Quercus (oak) is a dominant genus in many forest ecosystems across the United States that contribute vital ecosystem services through water and nutrient cycling. The recent decline of Quercus, largely due to fire suppression and forest mesophication, has the potential to alter forest hydrological and biogeochemical cycling. Given the prevalence, persistence, and diversity of Quercus crowns in forest ecosystems, it is likely that this species strongly mediates nutrient cycling when present. The objective of this study was to (1) quantify canopy-derived nutrients contributed to forest ecosystems and (2) determine interspecific temporal distribution of Quercus leaf fall in a Quercus-Carya forest in Mississippi. Beginning in Fall 2014, throughfall quantity and chemistry were sampled during individual storm events under four Quercus species and two non-Quercus (Carya) species. During Fall 2014 and 2015, canopy litterfall was collected weekly to quantify changes in leaf area index (LAI) and timing of species-specific leaf fall rates. After leaf fall, leaf litter was sampled weekly from the forest floor to quantify biogeochemical changes in the litter layer.
Results/Conclusions
Throughfall volumetric flux was altered by seasonal changes in vegetative cover rather than interspecific differences between species. Ion concentrations were generally higher during the growing season. Throughfall ion and dissolved organic carbon (DOC) concentrations were significantly higher than precipitation suggesting the importance of deciduous foliage in modifying precipitation chemistry.
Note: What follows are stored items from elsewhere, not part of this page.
PR #799, opened 2015-07-31
Misc tweaks based on using errcode in Docker engine

duglin:
This PR does a couple of things:
1 - it adds an Error.Message() func (and renamed 'Message' property to 'Msg')
    so that people are forced to use the func to acccess the human readable
	version for the error.  This future proofs things so that if/when we
	need to dynamically generate the text existing users of the code won't
	need to change because they're no longer access a property (which should
	be internal anyway).

2 - Made ErrCode.Error() return Message() instead of ID.
    There are lots and lots of places where people are just going to
	do stuff like fmt.Printf("there's an error: %s", err.Error())
	and if "err" is an ErrCode then all they'll see if some single-word ID
	instead of the human readable text, which means its almost useless in
	these cases.  So, I added an ID() func to get the ID if we really want it,
	but otherwise Error() really needs to be more useable.  This was a problem
	in "docker build" because the output of the build, in some cases, would
	just show the ID and nothing human readable.

3 - Changed Error.Error() to NOT include the ID in the start of the text.
    Like case 2 above, there are lots of places where people will just call
	Error() and expect human readable text.  However, including some
	word that's really only means something to Docker devs isn't useful and
	in some cases confusing.  For example, in the builder output (without
	adding special logic to deal with it I would see):
```
$ docker build tmp
Sending build context to Docker daemon 40.06 MB
Step 0 : FROM ubuntu
 ---> 07f8e8c5e660
Step 1 : ONBUILD onbuild
chainonbuild: Chaining ONBUILD via `ONBUILD ONBUILD` isn't allowed
```
Having the 'chainonbuild:' in the start of that text isn't meaningful
to the end user.  If we really want a version of the text to include it
then we can add a new func to do that, but Error() should return the more
human readable version.

### DIFF
--- a/registry/api/errcode/errors.go
+++ b/registry/api/errcode/errors.go
@@ -3,7 +3,6 @@ package errcode
 import (
 	"encoding/json"
 	"fmt"
-	"strings"
 )
 
 // ErrorCoder is the base interface for ErrorCode and Error allowing
@@ -23,8 +22,13 @@ func (ec ErrorCode) ErrorCode() ErrorCode {
 	return ec
 }
 
-// Error returns the ID/Value
+// Error returns the human readable version of the ErrorCode
 func (ec ErrorCode) Error() string {
+	return ec.Message()
+}
+
+// ID returns the ID/Value
+func (ec ErrorCode) ID() string {
 	return ec.Descriptor().Value
 }
 
@@ -72,24 +76,24 @@ func (ec *ErrorCode) UnmarshalText(text []byte) error {
 // set the Detail property appropriately
 func (ec ErrorCode) WithDetail(detail interface{}) Error {
 	return Error{
-		Code:    ec,
-		Message: ec.Message(),
+		Code: ec,
+		Msg:  ec.Message(),
 	}.WithDetail(detail)
 }
 
 // WithArgs creates a new Error struct and sets the Args slice
 func (ec ErrorCode) WithArgs(args ...interface{}) Error {
 	return Error{
-		Code:    ec,
-		Message: ec.Message(),
+		Code: ec,
+		Msg:  ec.Message(),
 	}.WithArgs(args...)
 }
 
 // Error provides a wrapper around ErrorCode with extra Details provided.
 type Error struct {
-	Code    ErrorCode   `json:"code"`
-	Message string      `json:"message"`
-	Detail  interface{} `json:"detail,omitempty"`
+	Code   ErrorCode   `json:"code"`
+	Msg    string      `json:"message"`
+	Detail interface{} `json:"detail,omitempty"`
 
 	// TODO(duglin): See if we need an "args" property so we can do the
 	// variable substitution right before showing the message to the user
@@ -97,25 +101,28 @@ type Error struct {
 
 var _ error = Error{}
 
-// ErrorCode returns the ID/Value of this Error
+// ErrorCode returns the ID/Value of this Error.
 func (e Error) ErrorCode() ErrorCode {
 	return e.Code
 }
 
 // Error returns a human readable representation of the error.
 func (e Error) Error() string {
-	return fmt.Sprintf("%s: %s",
-		strings.ToLower(strings.Replace(e.Code.String(), "_", " ", -1)),
-		e.Message)
+	return e.Message()
+}
+
+// Message returns the human readable error message.
+func (e Error) Message() string {
+	return e.Msg
 }
 
 // WithDetail will return a new Error, based on the current one, but with
 // some Detail info added
 func (e Error) WithDetail(detail interface{}) Error {
 	return Error{
-		Code:    e.Code,
-		Message: e.Message,
-		Detail:  detail,
+		Code:   e.Code,
+		Msg:    e.Message(),
+		Detail: detail,
 	}
 }
 
@@ -123,9 +130,9 @@ func (e Error) WithDetail(detail interface{}) Error {
 // variables in the Error's Message string, but returns a new Error
 func (e Error) WithArgs(args ...interface{}) Error {
 	return Error{
-		Code:    e.Code,
-		Message: fmt.Sprintf(e.Code.Message(), args...),
-		Detail:  e.Detail,
+		Code:   e.Code,
+		Msg:    fmt.Sprintf(e.Code.Message(), args...),
+		Detail: e.Detail,
 	}
 }
 
@@ -211,15 +218,15 @@ func (errs Errors) MarshalJSON() ([]byte, error) {
 
 		// If the Error struct was setup and they forgot to set the
 		// Message field (meaning its "") then grab it from the ErrCode
-		msg := err.Message
+		msg := err.Message()
 		if msg == "" {
 			msg = err.Code.Message()
 		}
 
 		tmpErrs.Errors = append(tmpErrs.Errors, Error{
-			Code:    err.Code,
-			Message: msg,
-			Detail:  err.Detail,
+			Code:   err.Code,
+			Msg:    msg,
+			Detail: err.Detail,
 		})
 	}
 
@@ -241,15 +248,15 @@ func (errs *Errors) UnmarshalJSON(data []byte) error {
 	for _, daErr := range tmpErrs.Errors {
 		// If Message is empty or exactly matches the Code's message string
 		// then just use the Code, no need for a full Error struct
-		if daErr.Detail == nil && (daErr.Message == "" || daErr.Message == daErr.Code.Message()) {
+		if daErr.Detail == nil && (daErr.Message() == "" || daErr.Message() == daErr.Code.Message()) {
 			// Error's w/o details get converted to ErrorCode
 			newErrs = append(newErrs, daErr.Code)
 		} else {
 			// Error's w/ details are untouched
 			newErrs = append(newErrs, Error{
-				Code:    daErr.Code,
-				Message: daErr.Message,
-				Detail:  daErr.Detail,
+				Code:   daErr.Code,
+				Msg:    daErr.Message(),
+				Detail: daErr.Detail,
 			})
 		}
 	}
--- a/registry/api/errcode/errors_test.go
+++ b/registry/api/errcode/errors_test.go
@@ -122,11 +122,10 @@ func TestErrorsManagement(t *testing.T) {
 	// Test the arg substitution stuff
 	e1 := unmarshaled[3].(Error)
 	exp1 := `Sorry "BOOGIE" isn't valid`
-	if e1.Message != exp1 {
-		t.Fatalf("Wrong msg, got:\n%q\n\nexpected:\n%q", e1.Message, exp1)
+	if e1.Message() != exp1 {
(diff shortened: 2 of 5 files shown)


duglin:
ping @stevvooe

dmp42:
ping @docker/distribution-maintainers

registry/api/errcode/errors.go
```diff
@@ -23,8 +22,13 @@ func (ec ErrorCode) ErrorCode() ErrorCode {
...
 }
 
-// Error returns the ID/Value
+// Error returns the human readable version of the ErrorCode
 func (ec ErrorCode) Error() string {
+	return ec.Message()
+}
+
+// ID returns the ID/Value
+func (ec ErrorCode) ID() string {
```
stevvooe: So, the string value of the error code is the Descriptor.Value field, which is typically something like `UNKNOWN`.

registry/api/errcode/errors.go
```diff
@@ -72,24 +76,24 @@ func (ec *ErrorCode) UnmarshalText(text []byte) error {
...
 	}.WithArgs(args...)
 }
 
 // Error provides a wrapper around ErrorCode with extra Details provided.
 type Error struct {
-	Code    ErrorCode   `json:"code"`
-	Message string      `json:"message"`
-	Detail  interface{} `json:"detail,omitempty"`
+	Code   ErrorCode   `json:"code"`
+	Msg    string      `json:"message"`
```
stevvooe: Why have a method and field that do the same thing? `Error.Message` should be sufficient.

registry/api/errcode/errors.go
```diff
@@ -97,25 +101,28 @@ type Error struct {
...
 
-// ErrorCode returns the ID/Value of this Error
+// ErrorCode returns the ID/Value of this Error.
 func (e Error) ErrorCode() ErrorCode {
 	return e.Code
 }
 
 // Error returns a human readable representation of the error.
 func (e Error) Error() string {
-	return fmt.Sprintf("%s: %s",
```
stevvooe: Please leave this: it tells use what the code and message are in a nice human readable format.

registry/api/errcode/errors.go
```diff
@@ -97,25 +101,28 @@ type Error struct {
...
-		strings.ToLower(strings.Replace(e.Code.String(), "_", " ", -1)),
-		e.Message)
+	return e.Message()
+}
+
+// Message returns the human readable error message.
+func (e Error) Message() string {
```
stevvooe: Not needed.

registry/api/errcode/errors.go
duglin: Not sure what you mean.  This is the id.

registry/api/errcode/errors.go
duglin: At some point in the future its very possible that the message will be dynamically generated and I'd prefer to future proof how people access it. Yes right now its a static string but if/when we get around to making it dynamic I don't want all uses of err.Message to have to change to err.Message() - we should do this now before we have too many users.

registry/api/errcode/errors.go
duglin: The problem with this is that unless we add special logic Docker will show things like:
```
$ docker build tmp
Sending build context to Docker daemon 40.06 MB
Step 0 : FROM ubuntu
 ---> 07f8e8c5e660
Step 1 : ONBUILD onbuild
chainonbuild: Chaining ONBUILD via `ONBUILD ONBUILD` isn't allowed
```
and that "chainonbuild:" text is not only a change to existing Docker but not a very useful one.  Yes its might be nice for us (docker devs) but I don't think it does anything for the end user.  If we have cases where we want to show it then let's create a different func that we can call that returns this format.

registry/api/errcode/errors.go
stevvooe: We already have this method. It's called `Error() string`.

duglin: Well, true, IFF we make Error() == Message(), which you're not convinced of yet  :-)

registry/api/errcode/errors.go
stevvooe: The error value should be `CHAIN_ONBUILD_DISALLOWED`, which will become `chain onbuild disallowed: Chaining ONBUILD via "ONBUILD ONBUILD" isn't allowed`. When this is printed, if we want tight control here, using the raw error may not be desired over resolving `Error.Message`.

A better approach would be something like this: `DOCKERFILE_INVALID_SYNTAX`, which will become `dockerfile invalid syntax: Chaining ONBUILD via "ONBUILD ONBUILD" isn't allowed`.

This is why we've typically allowed setting the message to whatever you want. It avoids overfitting the errors.

duglin: Exactly!  Let the code that defines the error set the error text to whatever they want and that exact text should be displayed. It shouldn't be prepended with something that they don't want.

The ID of the error, right now, isn't useful to the end user so I don't see the value in showing it. They can't do anything with that information.  At some point when we i18n our messages, or have a catalog of errors messages where that ID could be used for quick look-up, then it makes more sense but right now we don't have those situations and I'd prefer to wait until we have a real use for them instead of forcing it on all Docker error messages right now. And at that point in time I think we need to get agreement from the broader community that we're going to add these IDs to all error message's text.

stevvooe: `ErrorCode` doesn't have an `ID`. They have a string value which represents the serialization of the code. The `ErrorCode` is the ID but we call a Code.

duglin:
@stevvooe it might help if I explain one key thing I ran into as I was trying to integrate errcode into the engine ; I think it would be a mistake to require more than a few key spots (like maybe one) to even know about errcode at all.  Meaning, most of the current uses of `err.Error()` should continue to work and should be able to display the same text it does today.  In general, code usage of errcode should not need to know the different between an ErrCode and Error and unfortunately that's not true with the current code base.

As an example, err.Error() will return just the ID or the human readable Message based on whether 'err' is an ErrCode or Error.  ErrCode is used when there are no Args or Details.  This breaks the model of just doing `err.Error()` to get the Message because now the could needs to check for which type of object it is (ErrCode vs Error) and do two different things based on that - that's a real hassle when just calling `Error()` should be sufficient.

registry/api/errcode/errors.go
duglin: See: https://github.com/docker/distribution/pull/799#issuecomment-126801295

duglin: @stevvooe One option is to add a `Error.SetErrorTemplate()` method which would allow users of this package to define the format of the Error() text string.  The 'distribution' could make it `code:text` while the engine could make it just `text`.  Same for ErrCode object too.

duglin:
ping @stevvooe

stevvooe:
@duglin This package is a tool to transport error codes, messages and helpful context along API boundaries. It also has the goal of unifying error transmission over docker http APIs. Building user interfaces is an orthogonal goal that this package can help support but it is not the primary goal.

The issue is that if you want to have carefully controlled client output, you shouldn't let error codes escape into client level code. This is same constraint for server side. The error code should be mapped to a package-level error that the calling code can use to emit an error message. If the constraints on client output are relaxed, then letting them escape is okay.

Either way, any context for an error is helpful -- most users don't read them anyway. If we have a little blurb about the code that generated the error in front of it, I can't see the harm.

duglin:
@stevvooe I agree that if you want full control how complex error structures are presented then using the default "Error()" method may not be sufficient in all cases. However, that doesn't mean people won't care about this default case.  And the desire, or lack of it, to include the error code is purely subjective.  Which is why I think we should allow the user (dev) of the package decide what they want.  Forcing one model on all user of the package is assuming everyone will have the same requirements/desires and that's just wrong.  Leaving the default Error() as it is today is fine, but I strongly think we should include a mechanism by which it can be modified so that people can choose what they want to show in those cases where all they want to use is `err.Error()`.  All I'm suggesting is a `setErrorTemplate()` func, whose use is optional.  Seems like a safe/minimal compromise.

stevvooe:
@duglin I am not particularly opposed to this use case. I am opposed to package sprawl.

This package originally allow the caller to set the message, per error invocation, for this exact use case. As I recall, you wanted to lock down the message to make i8n easier. Why don't we just bring back the ability to set the message?

duglin:
@stevvooe I'm not sure we're talking about the same use case. I'm talking about the **receiver** of the error having the ability to set the default `Error()` text be something other than just the errorcode ID - which is what they would see when the error is an ErrorCode.  I don't think that's related to having the code that generates the error set the message text.

I may not have been clear on the usage of setErrorTemplate() so let me elaborate.

For 'distribution' I don't see it being used since you guys are ok with the current behavior.  However, for the engine, I'd like to have the engine (upon startup) call something like `errcode.SetErrorTemplate( "{.Message}" )` so that any use of err.Error() will show just the error's human readable text.  Today, if 'err' is an ErrorCode what they'll see instead is just the errorCode value/ID, which isn't useful to them.

At some point in the future I do think that having the errorCode value/ID as part of the message text will be the right thing to do (its critical for i18n), but I don't think the engine is ready to take that plunge yet. But when they are it means we could change the engine's call to be something like: `errcode.SetErrorTemplate( "{.ID}: {.Message}" )`. But the key thing here is that its up to the user of the errcode package (the 'engine' in this case) to decide when/if its appropriate to show that ID - and they can do so w/o needing to change the errorCode package. 

HTH

stevvooe:
@duglin This seems a little out of scope for the error package. We'll be best serve by separating the UI layer cleanly and using the actual error codes to populate a client-side template (or other system. Trying to do all of this is in the same object will just lead to an unwieldy package.

duglin:
@stevvooe this isn't really a UI issue.  Lots of code just does `err.Error()` to get some string. Right now an ErrorCode object returns something that's meaningless - its just an ID.  That's not a UI issue, IMO, its more of a "good go programming practice" since in my limited use of go so far I've never seen an `error` return an ID, its always been a nice string.  Additionally, we're inconsistent.  ErrorCode.Error()` return an ID, while `Error.Error()` will return the message.  I don't see the value in forcing the receiver of that error to do more work for one object but not the other when all they want is to call Error() and get a string.

stevvooe:
@duglin The `Error()` method doesn't guarantee any contract about format or information. The convention is keep the string lower case and separate conditions with a colon. Often times, you'll see stanzas like this:

```
return fmt.Errorf("a bad thing happened from this other thing: %v", err)
```

> Right now an ErrorCode object returns something that's meaningless - its just an ID.

This is an oversight. Submitted https://github.com/docker/distribution/pull/911 to deal with this. We don't really use raw error codes in distribution as errors, but this is a use case that is valid and we should address.

duglin:
@stevvooe I agree that there is no formal contract but I have yet to see `err.Error()` return something as terse as just an ID.  Its just not very helpful.

duglin:
Actually I take that back :-)  I did find some that are terse, but I still think they're not very useful and should have been replaced with a human readable sentence.  I think we can do better.

stevvooe:
@duglin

Slower leaf loss in Quercus species has the potential to increase ion concentrations during leaf fall. Higher C:N ratios and slower decay rates in Quercus litter indicate a slower nutrient release throughout the dormant and growing seasons. The results of this study indicate Quercus as an important contributor to forest hydrology and nutrient cycling. Further investigation should be done to reveal the ecological significance of Quercus to forest health.